# My homemade capstan rope winch



## #1Scout




----------



## #1Scout

I made it using an old tractor strapwheel gearbox ...


----------



## Hoodoo Valley

Nicely done!


----------



## BigT

Hello #1Scout, welcome to the tractor forum.

Very nice. Obviously, you have a project that you plan to use it on.


----------



## Thomas

Interesting.


----------



## #1Scout

BigT said:


> Hello #1Scout, welcome to the tractor forum.
> 
> Very nice. Obviously, you have a project that you plan to use it on.
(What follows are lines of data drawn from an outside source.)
PR #355, opened 2026-08-26
feat: add Praxis mode with mutating webhook defaulter

eoinfennessy:
## Summary

Adds `spec.praxisMode` to `OGXServer` CRD. This includes the API surface, validation logic, and defaulting logic only - it is not wired up to the controller in any way.

- New API types: `PraxisModeSpec` (`enabled`, `praxisSelector`, `migrationJob`), `PraxisSelector`, and `MigrationJobSpec`
- Mutating admission webhook + defaulter that enables Praxis mode on **CREATE only**, leaving pre-existing CRs untouched
- cert-manager and OpenShift overlays wire CA injection into the new `MutatingWebhookConfiguration`
- Regenerated CRD, webhook manifests, deepcopy, API docs, and release installers

## Behaviour

- Praxis mode is enabled by default for all newly-created OGXServer CRs; Existing CRs must explicitly enable Praxis mode.
- The DB migration Job is disabled for all newly-created OGXServer CRs; Existing CRs must explicitly enable the DB migration Job.
- Users have the option to specify a PostgreSQL instance to write migration data to. If unspecified, the existing OGX PostgreSQL instance will be used.
- Users have the option to select a specific Praxis instance to act as gateway. A default Praxis instance will be provided later - either through Go constants or a platform-level ConfigMap.

## Test plan

- `make test TEST_PKGS=./api/v1beta1` — passes, incl. new `TestCEL_PraxisSelector` (matchLabels-only, matchExpressions-only, empty-selector cases) and updated defaulter tests
- `make lint` — 0 issues
- `pre-commit run` — all hooks pass (manifests, install script, API docs regenerated and committed)


api/v1beta1/ogxserver_types.go
```diff
@@ -449,6 +449,56 @@ type WorkloadSpec struct {
...
+	Enabled *bool `json:"enabled,omitempty"`
+
+	// TargetConnectionString references a Secret containing the PostgreSQL
+	// connection string that the migration Job writes to. When omitted, the
+	// Job writes to the same PostgreSQL instance it reads from (the connection
+	// string configured in spec.storage.sql.connectionString).
+	// The Secret must be in the same namespace as the OGXServer
+	// and must have the label ogx.io/watch: "true".
+	// +optional
+	TargetConnectionString *SecretKeyRef `json:"targetConnectionString,omitempty"`
```
VaishnaviHire, line 479: Do we want to expose `targetConnectionString` in the API?

The current migration discussion seems to be converging on an in-line migration within the configured OGX database. Exposing a separate target connection string makes cross-DB migration look like a supported path ?

 I think unless separate DB migration is an explicit requirement, we can remove this field and use the `spec.storage.sql.connectionString` as the migration DB connection for now.

api/v1beta1/ogxserver_types.go
```diff
@@ -449,6 +449,56 @@ type WorkloadSpec struct {
...
+
+	// PraxisSelector identifies the Praxis instance that is the gateway to the OGX server.
+	// Defaults to the cluster's default Praxis instance if omitted.
+	// +optional
+	PraxisSelector *PraxisSelector `json:"praxisSelector,omitempty"`
+
+	// MigrationJob configures the DB migration Job that migrates OGX data to Praxis.
+	// When omitted the Job is not created.
+	// +optional
+	MigrationJob *MigrationJobSpec `json:"migrationJob,omitempty"`
```
VaishnaviHire, line 499: For an existing CR, setting `spec.praxisMode.enabled=true` appears to opt into Praxis mode, but migration will not run unless `migrationJob` is also set. Enabling Praxis mode without data migration could be unsafe for brownfield deployments once controller wiring is added.  Maybe we mention this in docs or set this to `enabled` by default

VaishnaviHire (commented):
Thanks for the changes. The changes overall look good.

I am assuming the scope here is to only introduce the `praxis` mode updates and the controller changes for internal-only oxg deployment will be a follow-up.

api/v1beta1/ogxserver_types.go
eoinfennessy: I think there could be legitimate use cases for requiring a different PostgreSQL instance - e.g. organizational boundary requirements, or users that want to keep databases in the same namespace as the workloads that use them.

I think it's a cheap and easy change to make - i.e. swapping out one connection string secret for another of the same type if provided.

WDYT?

api/v1beta1/ogxserver_types.go
eoinfennessy: I kind of think data migration should probably be explicit too - any move of user data feels like something that should be opt in, especially given potential gaps in functionality when moving to Praxis (thinking of ABAC in particular). It's also possible users may want to enable praxis mode without migrating data - e.g. for a dry run, or to start afresh with a clean DB.

We will have to document the migration process. Adding something like the following in the migration docs would cover it:

> When enabling Praxis mode, if you wish to migrate your Responses and Conversations data from the OGX DB to the Praxis DB, you must also enable the data migration Job by setting `spec.praxisMode.migrationJob.enabled` to `true`.

api/v1beta1/ogxserver_types.go
VaishnaviHire: I think it should be okay to add this as an optional field. However, we should be explicit that the supported path is inline migration. 
cc: @leseb

api/v1beta1/ogxserver_types.go
nathan-weinberg: So IIUC the potential scenarios for brownfield deployments looking to upgrade here are:
1. praxis mode enabled, no data migration
2. praxis mode enabled, data migration job run
3. data migration job run only (though I assume this would not only be bad practice but potentially breaking and we might want to block?)

nathan-weinberg (approved):
this looks very good to me! chimed in on one convo - i think it would also be good to potentially add some more in-depth testing to https://github.com/ogx-ai/ogx-k8s-operator/tree/main/tests/e2e and/or https://github.com/opendatahub-io/opendatahub-tests at some point - we'll be building quite a bit off this somewhat quickly and want to reduce the risk of regressions as much as possible as we enter this brave new world

api/v1beta1/ogxserver_types.go
eoinfennessy: Yes for 1 and 2; no for 3 - the migration job will not run if Praxis mode is disabled.

eoinfennessy: ...we should probably add validation to make 3 unrepresentable. This may be possible with CEL - failing that, we can use validating webhooks

nathan-weinberg: Yes definitely!

PR #360, opened 2026-08-31
feat: add Praxis-fronted internal-only deployment mode for OGXServer

nathan-weinberg:
## What

Adds an explicit **Praxis-fronted, internal-only deployment mode** to the OGX operator. OGX is an internal backend fronted by Praxis (the public entrypoint); in this mode the operator restricts OGX so it cannot be reached directly (bypassing Praxis auth/tenant normalization) or exposed externally.

This PR delivers **RHAIENG-6736** (internal-only deployment mode), which now subsumes **RHAIENG-6663** (Praxis-only NetworkPolicy ingress).

> **Targets the `feature/praxis` branch.** The `spec.praxisMode` API (`enabled`, `praxisSelector`, `migrationJob`) and the mutating webhook defaulter (RHAIENG-7193, merged as #359) already live on `feature/praxis`; this PR is stacked on top and only wires the operator to consume it.

## Mode selection (`spec.praxisMode.enabled`, upgrade-safe)

Tri-state, resolved per-CR — no reconciliation state is derived from `status`:

- **`true`** — Praxis-fronted (internal-only).
- **`false`** — legacy behavior.
- **unset** — new CRs get `enabled` defaulted to `true` on create by the mutating webhook (greenfield → Praxis mode); CRs predating the webhook keep an unset value and are treated as **legacy**, so an operator upgrade never silently cuts off co-located workloads. Because defaulting is per-CR at create time, OGXServers migrate independently.

## Changes

- **Consume the `spec.praxisMode` API** — dropped this branch's own `spec.praxisMode *bool` field, its mutating defaulter, and the operator-wide `praxis-peer` ConfigMap mechanism in favor of the `spec.praxisMode` struct.
- **Per-CR Praxis peer** — the NetworkPolicy Praxis ingress peer is built from **`spec.praxisMode.praxisSelector`** (namespace + pod selector), so different OGXServers can front different Praxis instances (addresses @VaishnaviHire and @eoinfennessy's per-CR / multiple-Praxis-instances point). Falls back to `app: payload-processing` in `openshift-ingress` when unset; never emits an allow-all peer (the selector is CEL-validated non-empty).
- **Praxis mode NetworkPolicy** — ingress on `8321` admits only the Praxis peer + the operator namespace (control-plane status polling). The broad same-namespace peer and OpenShift-router peer are removed. `spec.network.policy.ingress` rules are **additive** on top of the mandatory lock-down. `policy.enabled: false` still fully disables the policy.
- **Enforced internal-only external access (Praxis mode)** — the operator never creates an Ingress and removes any it previously created; `status.externalURL` is cleared while `status.serviceURL` keeps the internal cluster DNS endpoint. `spec.network.externalAccess.enabled: true` is not honored and surfaces an admission **warning** (not a rejection).
- **Responses API** — disabled in the generated config in Praxis mode (served by Praxis); applied internally, does not mutate `spec.disabledAPIs`.
- **Legacy mode** — preserves the pre-Praxis peers (same-namespace + OpenShift router) and `externalAccess`-driven Ingress (RHAIENG-6736 AC#8: router peers apply only in legacy mode).

Out of scope here (tracked by RHAIENG-7193): wiring the DB **migration Job** (`spec.praxisMode.migrationJob`) and the target-PostgreSQL instance.

## Testing

- Unit / envtest (all non-e2e packages pass): `resolvePraxisMode` and `BuildPraxisPeer` (praxisSelector→peer mapping + default fallback, never allow-all); NetworkPolicy contains only Praxis + operator peers in Praxis mode and same-namespace + router in legacy; user rules merge additively; no Ingress created even with `externalAccess.enabled: true`; previously-owned Ingress deleted; `status.serviceURL` populated / `status.externalURL` empty; webhook warns (not errors) on `externalAccess.enabled: true`; Responses API disabled in generated config.
- CI-runnable e2e negative suite asserts on-cluster NetworkPolicy shape (now driven by per-CR `praxisSelector`), no Ingress, and internal-only status. The traffic-blocking check stays gated behind `OGX_E2E_TEST_NP_ENFORCEMENT=true` (only meaningful on a policy-enforcing CNI).

## Upgrade note

Breaking in Praxis mode on enforcing-CNI clusters: co-located workloads that reach OGX today (not matched by the Praxis selector, outside the operator namespace) lose access, and any external Ingress is removed. Escape hatches: set `spec.praxisMode.praxisSelector`, add additive `spec.network.policy.ingress` rules, disable the policy with `policy.enabled: false`, or run legacy mode (`spec.praxisMode.enabled: false`).

### DIFF
--- a/README.md
+++ b/README.md
@@ -227,9 +227,24 @@ existing CRs and GitOps applies keep working). `status.serviceURL` is populated 
 internal cluster DNS endpoint; `status.externalURL` is empty. (In legacy mode, external access
 is honored and `status.externalURL` reflects the created Ingress.)
 
-In Praxis mode the operator also disables the **Responses API** in OGX's generated config (it is
-served by Praxis instead). This is applied internally during config generation and does **not**
-mutate your CR's `spec.disabledAPIs`.
+In Praxis mode the operator also disables the **Responses API** and **Conversations API** in OGX's
+generated config (they are served by Praxis instead). This is applied internally during config
+generation and does **not** mutate your CR's `spec.disabledAPIs`.
+
+#### Praxis-mode readiness conditions
+
+Because OGX and Praxis are deployed independently, the operator surfaces two Praxis-mode
+preconditions as status conditions rather than admission rejections (the operator does not manage
+Praxis, and a Praxis instance or TLS Secret may legitimately appear after OGX):
+
+- **`PraxisReachable`** — `True` when the effective Praxis selector (`spec.praxisMode.praxisSelector`,
+  or the fail-safe default) resolves to at least one Ready Praxis pod. When `False`, internal-only
+  OGX has no valid path until Praxis is available.
+- **`TLSConfigured`** — `True` when `spec.network.tls.secretName` is set and the referenced Secret
+  exists (it must carry the `ogx.io/watch: "true"` label to be detected). When `False`, OGX is not
+  serving its internal endpoint over the expected mTLS.
+
+These conditions are only evaluated in Praxis mode.
 
 ### Adding your own ingress rules (additive)
 
@@ -258,7 +273,10 @@ spec:
 ```
 
 To fully disable the NetworkPolicy (emergency escape hatch), set
-`spec.network.policy.enabled: false`.
+`spec.network.policy.enabled: false`. In Praxis mode this removes the mandatory Praxis + operator
+lock-down entirely (OGX may then be reachable directly by co-located workloads, bypassing Praxis),
+so it is surfaced as an admission warning. Prefer additive `spec.network.policy.ingress` rules
+instead.
 
 ### Configuring the Praxis peer (per-CR)
 
--- a/README.md
+++ b/README.md
@@ -17,7 +17,7 @@ This repo hosts a Kubernetes operator that creates and manages OGX (Open GenAI S
     - [Installation](#installation)
     - [Deploying the OGX Server](#deploying-the-ogx-server)
     - [Runtime Config via CR](#runtime-config-via-cr)
-- [Enabling Network Policies](#enabling-network-policies)
+- [Network Policies (internal-only / Praxis-fronted)](#network-policies-internal-only--praxis-fronted)
 - [Monitoring](#monitoring)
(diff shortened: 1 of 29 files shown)


README.md
```diff
@@ -212,12 +257,46 @@ spec:
               port: 8321
 ```
 
+To fully disable the NetworkPolicy (emergency escape hatch), set
+`spec.network.policy.enabled: false`.
+
```
VaishnaviHire, line 280: Since `spec.network.policy.enabled=false` fully disables the Praxis-mode NetworkPolicy, should we surface an admission warning similar to the externalAccess warning?

README.md
```diff
@@ -184,9 +184,57 @@ kubectl apply -f config/samples/example-with-configmap.yaml
...
+The broad "all pods in the same namespace" rule and the OpenShift router rule are **not**
+included, and the operator does **not** create any external exposure (Ingress) for OGX.
+Setting `spec.network.externalAccess.enabled: true` is **not honored** in Praxis mode — it is
+treated as `false` and surfaced as an admission warning (rather than a hard rejection, so
+existing CRs and GitOps applies keep working). `status.serviceURL` is populated with the
+internal cluster DNS endpoint; `status.externalURL` is empty. (In legacy mode, external access
+is honored and `status.externalURL` reflects the created Ingress.)
+
+In Praxis mode the operator also disables the **Responses API** in OGX's generated config (it is
```
VaishnaviHire: We should also disable `Conversations` API. This will require changes in operator spec as well as upstream ogx server. If you want to handle this as a separate follow-up, that works as well.

VaishnaviHire (commented):
Thanks for the updates @nathan-weinberg .

README.md
nathan-weinberg: I think so yes, good idea!

README.md
nathan-weinberg: I will go ahead and include it in this PR, good call!

VaishnaviHire (approved):

rhdedgar (approved):
Looks like this would cover RHAIENG-6644 as well, +1 to merge.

Yes ...... I plan to haul logs on my woodlot and this will make it a bit easier for the ''old fellow'' ...


----------



## deerhide

Sounds like a good idea. What you gonna hook the chokers onto?


----------



## geoff l

Interesting idea, looking forward to seeing how well it works, and any modifications you make.


----------



## Yukon 60

Nice rig! Did you ever consider adapting say a garden tractor rim to that shaft? It should give you even more pulling power. How did the unit work?


----------



## bontai Joe

Pretty ingenious! Please be careful with your fingers. You a kinda far from the controls while working back there and might have some difficulty shutting it off if you get caught up in it.


----------